→ PROBLEM:
What is needed is an exact transcription of every record.

○ ○ ○ ○ ○ ○ ○

PR #589, opened 2019-06-03
Updates to sync_repo_and_patch to support reproducible builds

p3ck:
For the CI workflow it is important to be able to reproduce builds.
This patch will do two things.  if a repos variable is defined with
repo/path/on/disk;SHA entries it will check out that specific
version instead master.  Second, if master is checked out this
will record the current HEAD commit.

Our CI workflow will cat the recorded_repos entry to config_$user.sh
which we then archive as an artifact.

This should allow us to re-run builds and get the same git repos.

### DIFF
--- a/utils.sh
+++ b/utils.sh
@@ -256,6 +256,40 @@ EOF
     oc -n openshift-etcd patch ep/host-etcd --patch "$patch"
 }
 
+function which_commit {
+    for repo_sha in $repos; do
+        IFS=\; read repo sha <<<"$repo_sha"
+        if [ "$1" = "$repo" ]; then
+            echo "$sha"
+            return
+        fi
+    done
+    echo "master"
+}
+
+function record_commit {
+    REPO_PATH=$1
+    COMMIT=$(git rev-parse HEAD)
+    if [ -e "$REPO_PATH/repos" ]; then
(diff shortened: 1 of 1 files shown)


russellb:
Can you please update the commit message with a more thorough explanation of the problem being solved, and how this patch addresses it?

p3ck:
yes - sorry about that.

p3ck:
@russellb I updated the commit and also the initial description here.  If you have any thoughts on reproducible builds I would be happy to listen.  It could be that we should simply archive all of these as artifacts in our build process.

russellb:
> For the CI workflow it is important to be able to reproduce builds.

I'm not sure why this is important, exactly.  I'd expect CI to be chasing the latest commits?

Stated a bit differently, is the problem statement: "For a given CI run, we need to know exactly which versions of all components were used" ?

p3ck:
@russellb CI will be testing the latest and the latest working combination will be passed onto QE and eventually released.  This matches the updated problem statement.

russellb:
> @russellb CI will be testing the latest and the latest working combination will be passed onto QE and eventually released. This matches the updated problem statement.

OK - there's no intention of using this repo in any sort of release pipeline.  We should discuss offline ...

○ ○ ○ ○ ○ ○ ○

→ SOLUTION TO THIS PROBLEM:
PR #589, opened 2019-06-03
Updates to sync_repo_and_patch to support reproducible builds

p3ck:
For the CI workflow it is important to be able to reproduce builds.
This patch will do two things.  if a repos variable is defined with
repo/path/on/disk;SHA entries it will check out that specific
version instead master.  Second, if master is checked out this
will record the current HEAD commit.

Our CI workflow will cat the recorded_repos entry to config_$user.sh
which we then archive as an artifact.

This should allow us to re-run builds and get the same git repos.

### DIFF
--- a/utils.sh
+++ b/utils.sh
@@ -256,6 +256,40 @@ EOF
     oc -n openshift-etcd patch ep/host-etcd --patch "$patch"
 }
 
+function which_commit {
+    for repo_sha in $repos; do
+        IFS=\; read repo sha <<<"$repo_sha"
+        if [ "$1" = "$repo" ]; then
+            echo "$sha"
+            return
+        fi
+    done
+    echo "master"
+}
+
+function record_commit {
+    REPO_PATH=$1
+    COMMIT=$(git rev-parse HEAD)
+    if [ -e "$REPO_PATH/repos" ]; then
(diff shortened: 1 of 1 files shown)


russellb:
Can you please update the commit message with a more thorough explanation of the problem being solved, and how this patch addresses it?

p3ck:
yes - sorry about that.

p3ck:
@russellb I updated the commit and also the initial description here.  If you have any thoughts on reproducible builds I would be happy to listen.  It could be that we should simply archive all of these as artifacts in our build process.

russellb:
> For the CI workflow it is important to be able to reproduce builds.

I'm not sure why this is important, exactly.  I'd expect CI to be chasing the latest commits?

Stated a bit differently, is the problem statement: "For a given CI run, we need to know exactly which versions of all components were used" ?

p3ck:
@russellb CI will be testing the latest and the latest working combination will be passed onto QE and eventually released.  This matches the updated problem statement.

russellb:
> @russellb CI will be testing the latest and the latest working combination will be passed onto QE and eventually released. This matches the updated problem statement.

OK - there's no intention of using this repo in any sort of release pipeline.  We should discuss offline ...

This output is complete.